[Exercise data Boundary: Start]

PR #1011, opened 2021-10-01
Cache location suggestions

malcolmbaig:
### Context
The [location suggestions endpoint](https://www.skylight.io/app/applications/fjR4NhKjEKlK/recent/6h/endpoints/LocationSuggestionsController%23index?responseType=json) gets hit at fairly high volumes as a user types a city, town or post code on the start page. Temporarily caching the results of the endpoint may help improve performance and avoid repeatedly sending the same input queries to the Google API in a short space of time.

- Use debounce instead of throttle in the autocomplete, to improve the quality of search queries sent to the server
- Cache valid results with an expiry, ignoring errors from the Google API

### Guidance to review
Can be tested locally by navigating to the start page and searching by city, town or post code.

Edit -
Via @duncanjbrown, a demo of the difference between throttle and debounce http://demo.nimius.net/debounce_throttle/

### Trello card
https://trello.com/c/FtWwPETn

### Checklist

- [ ] Rebased master
- [x] Cleaned commit history

### DIFF
--- a/app/services/location_suggestion.rb
+++ b/app/services/location_suggestion.rb
@@ -1,20 +1,33 @@
 class LocationSuggestion
+  CACHE_EXPIRY = 30.minutes
+
   class << self
     def suggest(input)
       query = build_query(input)
 
+      cached_result = Rails.cache.read(location_query_cache_key(input))
+      return cached_result if cached_result.present?
+
       response = connection.get("#{Settings.google.places_api_path}?#{query.to_query}").body
 
-      if response['predictions'].present?
-        response['predictions']
-          .map(&format_prediction)
-          .take(5)
-      elsif response['error_message'].present?
+      if response['error_message'].present?
         Sentry.capture_message(message: response['error_message'])
+        return
       end
+
+      result =
+        if response['predictions'].present?
+          response['predictions'].map(&format_prediction).take(5)
+        end
+      Rails.cache.write(location_query_cache_key(input), result, expires_in: CACHE_EXPIRY)
+      result
     end
 
   private
+
+    def location_query_cache_key(input)
+      "location-query-#{input.upcase}"
+    end
 
     def connection
       Faraday.new(Settings.google.places_api_host) do |f|
--- a/app/services/location_suggestion.rb
+++ b/app/services/location_suggestion.rb
@@ -4,26 +4,34 @@ class LocationSuggestion
   class << self
     def suggest(input)
       query = build_query(input)
-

[Exercise data Boundary: End]

Each line that contains the string "throttle" should be copied from the data above.

§ Answer for the task
- Use debounce instead of throttle in the autocomplete, to improve the quality of search queries sent to the server
Via @duncanjbrown, a demo of the difference between throttle and debounce http://demo.nimius.net/debounce_throttle/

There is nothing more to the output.